Monsters Inc.

British authorities have ruled that research using animal eggs to create human stem cells could go forward in principle.

LONDON — Even the “yuck factor” wasn’t enough to prevent British authorities from authorizing a new form of morally problematic cloning research.

It was a decision that drew international condemnation from pro-life advocates.

The U.K.’s Human Fertilization and Embryology Authority (HFEA) granted approval in principle Sept. 5 to the creation of human-animal hybrid embryos.

They are called chimeras, and they are created using unfertilized eggs obtained from cows and other animals.

The Vatican immediately denounced the move. Bishop Elio Sgreccia, president of the Pontifical Academy for Life, said Sept. 6 that the decision is “a monstrous act against human dignity.”

“The British government has given in to the requests of a group of scientists absolutely against morality,” Bishop Sgreccia told the Italian daily newspaper Corriere della Sera.

The Human Fertilization and Embryology Authority’s decision applies to research using the same technique of “somatic nuclear cell transfer” that is utilized to create human clones using human eggs obtained from women.

In both cases, scientists remove the nucleus of an unfertilized egg and replace it with the nuclear material obtained from a human cell, such as a skin cell. The egg is then stimulated electrically to begin dividing and developing into an embryo.

In its Sept. 5 announcement, the embryology center stipulated that the human-animal hybrid research must meet its existing standards for embryo research, which mandate that cloned embryos must be killed within 14 days of their creation.

Since 2001, Britain has allowed so-called “therapeutic” cloning while banning “reproductive” cloning that could result in the birth of a cloned human being.

According to Dr. Stephen Minger, director of stem-cell research at King’s College, London, and head of one of the two research teams who have applied for the Human Fertilization and Embryology Authority’s approval to create hybrid embryos, such embryos are genetically human because their nuclear material is exclusively human.

As a consequence, Minger said, the embryos can provide an abundant supply of human embryonic stem cells for research.

This development could lead to treatment breakthroughs for incurable diseases like Parkinson’s and Alzheimer’s.
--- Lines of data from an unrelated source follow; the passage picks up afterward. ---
PR #553, opened 2019-04-18
Add availability to set can custom speed in slcan backend

Lomonosow:
According the documentation, there are availability to set custom can speed instead use predefined speed values. I have add this future to slcan backend.

### DIFF
--- a/can/interfaces/slcan.py
+++ b/can/interfaces/slcan.py
@@ -50,7 +50,7 @@ class slcanBus(BusABC):
     LINE_TERMINATOR = b'\r'
 
     def __init__(self, channel, ttyBaudrate=115200, bitrate=None,
-                 sleep_after_open=_SLEEP_AFTER_SERIAL_OPEN,
+                 btr=None, sleep_after_open=_SLEEP_AFTER_SERIAL_OPEN,
                  rtscts=False, **kwargs):
         """
         :param str channel:
@@ -60,6 +60,8 @@ class slcanBus(BusABC):
             baudrate of underlying serial or usb device
         :param int bitrate:
             Bitrate in bit/s
+        :param str btr:
+            BTR register value to set custom can speed (overrides bitrate)
         :param float poll_interval:
             Poll interval in seconds when reading messages
         :param float sleep_after_open:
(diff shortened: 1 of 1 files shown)


Lomonosow:
Not exactly. Bitrate sets preset can bus speed, but using BTR you can set custom speed, like 33.3 kbit/s.

can/interfaces/slcan.py
```diff
@@ -88,6 +90,10 @@ def __init__(self, channel, ttyBaudrate=115200, bitrate=None,
             else:
                 raise ValueError("Invalid bitrate, choose one of " + (', '.join(self._BITRATES)) + '.')
 
+        if btr is not None:
```
hardbyte: I assume *bad things happen* if the caller has provided a `bitrate` and a `btr`? If so I suggest we catch that and politely tell the caller of their mistake.

can/interfaces/slcan.py
```diff
@@ -60,6 +60,8 @@ def __init__(self, channel, ttyBaudrate=115200, bitrate=None,
             baudrate of underlying serial or usb device
         :param int bitrate:
             Bitrate in bit/s
+        :param str btr:
+            BTR register value to set custom can speed
```
hardbyte: Add a note about the relationship to `bitrate` (does it override?)

can/interfaces/slcan.py
Lomonosow: As i know, if user set both options, btr will be applied, because it sets later than bitrate. If you want i can add catch if both options set.

felixdivo: Yeah, I think we should throw an exception in this case. (`ValueError`?)

Lomonosow: Added raise if both options "not None"

can/interfaces/slcan.py
Lomonosow: Done

can/interfaces/slcan.py
```diff
@@ -50,7 +50,7 @@ class slcanBus(BusABC):
     LINE_TERMINATOR = b'\r'
 
     def __init__(self, channel, ttyBaudrate=115200, bitrate=None,
-                 sleep_after_open=_SLEEP_AFTER_SERIAL_OPEN,
+                 btr=None, sleep_after_open=_SLEEP_AFTER_SERIAL_OPEN,
                  rtscts=False, **kwargs):
         """
```
felixdivo: > BTR register value to set custom can speed (overrides bitrate)

This is not true any more

```suggestion
         """
         :raise ValueError: if both *bitrate* and *btr* are set

```

Lomonosow: Thanks for your suggestion.

felixdivo: Ahh, the

> (overrides bitrate)

is still there ^^

Lomonosow: Removed

felixdivo:
@hardbyte This is now done.

PR #554, opened 2019-04-18
Add support for the mf4 io format

### LINKED ISSUE #506: add MF4 io writer

danielhrisca:
implements #506

(Closes #506)


danielhrisca:
This is a work in progress for which I would like to get some feed-back.

The mf4 io requires Python >= 3.6.0

can/io/__init__.py
```diff
@@ -18,3 +19,5 @@
 from .csv import CSVWriter, CSVReader
 from .sqlite import SqliteReader, SqliteWriter
 from .printer import Printer
+if sys.hexversion >= 0x03060000:
```
felixdivo: Same as above.

```suggestion
try:
    from .io import MF4Writer
except ImportError:
    pass
```

can/io/mf4.py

Embryonic stem-cell research has proven not only destructive and costly, but has not produced a cure. Adult stem-cell research, which utilizes cells from adult tissues or umbilical cords, does not require the destruction of human life. It has proven successful in treating different kinds of cancers and autoimmune diseases such as multiple sclerosis.

The Church teaches that all research using stem cells from human embryos is “morally unacceptable.”

Minger said that the main reason for using animal eggs, rather than human ones, for somatic nuclear cell transfer experiments is that an almost unlimited supply of eggs can be obtained from the slaughter of domestic animals for the food industry.

The supply of human eggs donated by women of child-bearing age is far more limited and obtaining eggs involves risks to the donors.

“I have to be very honest and say I didn’t anticipate the kind of controversy that this has generated,” Minger said. “I thought what we were doing was very practical and ethically more justified than saying we were only going to use human eggs.”

In its 1997 document “Reflections on Cloning,” the Pontifical Council for Life rejected arguments that it is moral to create cloned embryos and kill them for research.

“A prohibition of cloning that would be limited to preventing the birth of a cloned child, but that would still permit the cloning of an embryo-fetus, would involve experimentation on embryos and fetuses and would require their suppression before birth — a cruel, exploitative way of treating human beings,” the Vatican document stated. “It is immoral because even in the case of a clone, we are in the presence of a ‘man,’ although in the embryonic stage.”

Father Tad Pacholczyk, director of education at the National Catholic Bioethics Center in Philadelphia, said the research approved by Britain’s Human Fertilization and Embryology Authority is only “a slight variation” of cloning techniques that the Church has already declared to be gravely immoral.

And along with possessing the same moral problems as all forms of human cloning, human-animal hybrid research creates new ethical problems because of the unknown consequences of mixing different species, Father Pacholczyk said.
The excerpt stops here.